Issue Date: February 27, 2012
Since taking office, President Barack Obama has touted the importance of basic research and science, technology, engineering, and mathematics (STEM) education for the economic prosperity of the U.S. Even in what has become a trying fiscal environment, the President does not appear to be wavering in his support.
The 2013 budget request reaffirms his commitment. The $3.8 trillion proposal, which is within the spending caps imposed by the Budget Control Act of 2011, provides $140.8 billion for federal R&D, a 1.4% increase over the 2012 outlay. Of that amount, $64.0 billion, up 3.3% from 2012, would support basic and applied research—the R in R&D.
The Administration’s support for R&D focuses on several priorities. These include sustaining the growth of the National Science Foundation, the Department of Energy Office of Science, and the National Institute of Standards & Technology; promoting clean energy; supporting U.S. jobs through advanced manufacturing R&D; and preparing new innovators by ensuring effective STEM education.

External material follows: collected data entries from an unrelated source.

Issue #4161, opened 2019-08-01
Less Transcript hardcoded references


Ducasse:
(SystemNavigation default allGlobalRefsOn: #Transcript) 
	reject: [ :each | each package name = #Kernel ]

>>> 118 cases and many are not good.

Ducasse:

“In the State of the Union, I outlined a blueprint for an economy that is built to last—an economy built on new manufacturing, and new sources of energy, and new skills and education for the American people,” the President said at an event rolling out the 2013 budget request. Calling the 2013 budget the details of that blueprint, Obama said that the request makes tough decisions about what programs to expand and which ones to scale back or terminate.

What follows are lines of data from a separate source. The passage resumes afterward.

PR #4402, opened 2019-08-23
4401-ZipArchive-should-not-convert-FileReference-to-paths

demarey:
Always use a file reference as input for the read stream.
Fixes #4401

PR #4449, opened 2019-08-30
Revert "4401-ZipArchive-should-not-convert-FileReference-to-paths"

VincentBlondeau:
Reverts pharo-project/pharo#4402 because it should not have been integrated yet....
No review + no test passing


Ducasse:
Thanks for the revert. 
For the record I reviewed it. And I thought that I checked the tests. So were they broken?

VincentBlondeau:
Yes at bootstrap level

PR #4460, opened 2019-08-31
WeakIdentitySet

dionisiydk:
It implements WeakIdentitySet.
Tests and overrides are based on IdentitySet implementation


Ducasse:
Hi denis

WeakIdentitySetTest >> testGrowWithNil [
		"This test covers that grow take into account that nil are wrapped elements of sets"
		| set |
		set := IdentitySet new.
Why this is not 
                set := WeakIdentitySet new.

I'm tired so may be I did not understand. 

Stef

dionisiydk:
@Ducasse Thanks for review.
I improved tests. (#classToBeTested was not really used in WeakSetTest)

MarcusDenker (approved):

PR #4464, opened 2019-09-01
Improving performance of athens

tesonep:
- Athens should cache the latest used stroke paints and paints, as the conversion of Forms to Athens surfaces is not cheap. 
It requires the execution of a transformation for all the pixels in the form / surface.


Ducasse:
We have one test failing: 
     - Subclasses of Object should have #= methods in protocol comparing

tesonep:
Yes, I tried to put the comparison as extension methods. So, I moved to the "comparing" protocol

PR #4465, opened 2019-09-01
[DO NOT MERGE] Add instanceVariablesRawTypes to ClassDescription to support Live Typing

hernanwilkinson:
This is only to bootstrap a 64 image with support for Live Typing. 
I run the bootstrap locally but only generates de 32 bit version, I need the 64 bit version that I'll get from CI


tesonep:
We should not close it yet!

PR #4469, opened 2019-09-02
Fixes 2936

kasperosterbye:
The test for isSelector is not done in the test class for RBScanner, but there is an extensive suite of tests in RBConditionTest (Should I raise an issue to have them moved???). I reincluded the two outcommented tests in testCheckInvalidMethodName

My brief view on this bug is that selectors are *not* part of the smalltalk grammar, and as such there was no good mechanism and tokens to use. The current version failed for that reason, trying to get by using what was there. I added a new method (and its helper), to check for validity of selectors. It is a small state machine, see documentation in helper class.

The new scanner for isSelector: is based on [this statemachine](http://www.plantuml.com/plantuml/png/RO-n2i8m48RtUugRXRn0XzBg98wEuX2R4mlNHE8LwTkRL4Xxa2cNx_z2_ki-OgFC4mF8A4nu9QP1GeJRuOx6j7WSlOqBDlXOXy9xVhzipy5Joco-m0vfeoQuP9n2cjFp8PygRJ7_qo259m2ide8REliBBTyGNQa16p9LGUUw1C1_uThk9TBrEl9kdlW7).

### DIFF
--- a/src/AST-Core/RBScanner.class.st
+++ b/src/AST-Core/RBScanner.class.st
@@ -95,15 +95,12 @@ RBScanner class >> initializeUnderscore [
 ]
 
 { #category : #testing }
-RBScanner class >> isSelector: aSymbol [ 
-	| scanner token |
+RBScanner class >> isSelector: aSymbol [
+	| scanner |
 	scanner := self basicNew.
 	scanner on: (ReadStream on: aSymbol asString).
 	scanner step.
-	token := scanner scanAnySymbol.
-	token isLiteralToken ifFalse: [^false].
-	token value isEmpty ifTrue: [^false].
-	^scanner atEnd
+	^ scanner isSelector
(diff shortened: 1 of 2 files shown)


kasperosterbye:
It is not quite clear to me, as this is my first pharo PR, if the error is that my code is wrong, or that something else is happening,.

VincentBlondeau:
Thanks @kasperosterbye ! The fix is well explained with the schema and tests are present to check that value is correct. The CI failure is unrelated to your changes. So it should be merged soon!

The modifications on the tests are good in RBConditionTest for now, and could be moved afterward but I do not think it is need right now.

Thanks for your first contribution!

VincentBlondeau (approved):

Ducasse:
Thanks look nice to me.

PR #5262, opened 2019-11-28
[Do not integrate] DeprecatedGlobalVariable experiment

dionisiydk:
It is a proof of idea to represent deprecated classes with special first class variable: DeprecatedGlobalVariable. 
It compiles the variable read as a message send #readDeprecatedValue to the class. So existing method deprecation logic can be reused here:
- by default it calls simple #deprecated: message which shows the warning
- concrete classes can transform senders using rewrite expression

The PR does not implement the hook to use new variable instead of existing GlobalVariable binding.
So for testing load PR and evaluate following code:
```Smalltalk
DeprecatedClassExample binding primitiveChangeClassTo: DeprecatedGlobalVariable new.
```
PR includes example of deprecated class user. To see transformation evaluate:
```Smalltalk
nil deprecationUserExample.
```
Try also remove the method DeprecatedClassExample class>>#readDeprecatedValue to see the simple warning.

For real usage the following logic needs to be implemented:
- compiler plugin to alter the class binding when #isDeprecated method is modified(created/removed). 
- support full package deprecation where bindings of all classes becomes deprecated. Package deprecation is also based on #isDeprecated method (for Manifest class). So the compiler plugin can be responsible for this logic also.
- improve existing Deprecated class to take into account the class deprecation scenario. Now the warning tells that method #readDeprecatedValue is deprecated but it should talk about class. Probably it would require two separate subclasses: MethodDeprecated and ClassDeprecated

### DIFF
--- a/src/Announcements-Core/DeprecatedClassExample.class.st
+++ b/src/Announcements-Core/DeprecatedClassExample.class.st
@@ -1,0 +1,20 @@
+Class {
+	#name : #DeprecatedClassExample,
+	#superclass : #Object,
+	#category : #'Announcements-Core'
+}
+
+{ #category : #testing }
+DeprecatedClassExample class >> isDeprecated [ 
+	^true
+]
+
+{ #category : #deprecation }
+DeprecatedClassExample class >> readDeprecatedValue [
+
+	self
+		deprecated: 'Please use #crTrace678 instead'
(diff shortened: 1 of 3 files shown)


estebanlm:
please reopen again if still relevant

The following review of proposed R&D spending at the federal agencies comes with some caveats. The numbers are given mostly as budget obligations—that is, the amount that agencies can contract to spend during the fiscal year. What the agencies actually spend, or outlay, during the year may be more or less.
Also, the federal budget is a complex document with various ways of adding up programs and totals. As a result, sometimes the agency or department figures and the totals from the White House Office of Management & Budget are not the same and may be published in different places with different amounts. The variations are usually small and reflect alternative methods of allocating funds.